::: THE INPUT
PR #3721, opened 2023-03-21
Improve forestry migration import

jamespohalloran:
Improves a few aspects of the forestry migration:
- A bit of refactoring
- branch off of [this](https://github.com/tinacms/tinacms/pull/3672) for match importing
- Skip blocks import, since it has some issues
- Handle image gallery import
- Handle a nested forestry directory through `--forestryPath` arg (It places the package.json, and .tina directory at the root, but looks in "forestryPath" for the .forestry folder)

closes ENG-755


packages/@tinacms/cli/src/next/commands/init-command/index.ts
```diff
@@ -4,8 +4,9 @@ import { initStaticTina } from '../../../cmds/init'
 
 export class InitCommand extends Command {
   static paths = [['init']]
-  rootPath = Option.String('--rootPath', {
-    description: 'Specify the root directory to run the CLI from',
+  rootPath = Option.String('--forestryPath', {
```
logan-anderson, line 7: We should might want to consider calling the variable `forestryPath` since we use `rootPath` in other places and it has a different meaning.

logan-anderson:
Another small issue: https://www.loom.com/share/4bea971f25924ec8be6cebf3e8dbbb7d

logan-anderson (changes requested):
This looks good to me besides the two comments I made.

packages/@tinacms/cli/src/next/commands/init-command/index.ts
jamespohalloran: Updated!

jeffsee55:
@logan-anderson I think your comments have been addressed

logan-anderson (approved):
::::::
▸ **YOUR INSTRUCTIONS**
Transcribe all entries word for word.

▸ **WORKED SOLUTION**
PR #3721, opened 2023-03-21
Improve forestry migration import

jamespohalloran:
Improves a few aspects of the forestry migration:
- A bit of refactoring
- branch off of [this](https://github.com/tinacms/tinacms/pull/3672) for match importing
- Skip blocks import, since it has some issues
- Handle image gallery import
- Handle a nested forestry directory through `--forestryPath` arg (It places the package.json, and .tina directory at the root, but looks in "forestryPath" for the .forestry folder)

closes ENG-755


packages/@tinacms/cli/src/next/commands/init-command/index.ts
```diff
@@ -4,8 +4,9 @@ import { initStaticTina } from '../../../cmds/init'
 
 export class InitCommand extends Command {
   static paths = [['init']]
-  rootPath = Option.String('--rootPath', {
-    description: 'Specify the root directory to run the CLI from',
+  rootPath = Option.String('--forestryPath', {
```
logan-anderson, line 7: We should might want to consider calling the variable `forestryPath` since we use `rootPath` in other places and it has a different meaning.

logan-anderson:
Another small issue: https://www.loom.com/share/4bea971f25924ec8be6cebf3e8dbbb7d

logan-anderson (changes requested):
This looks good to me besides the two comments I made.

packages/@tinacms/cli/src/next/commands/init-command/index.ts
jamespohalloran: Updated!

jeffsee55:
@logan-anderson I think your comments have been addressed

logan-anderson (approved):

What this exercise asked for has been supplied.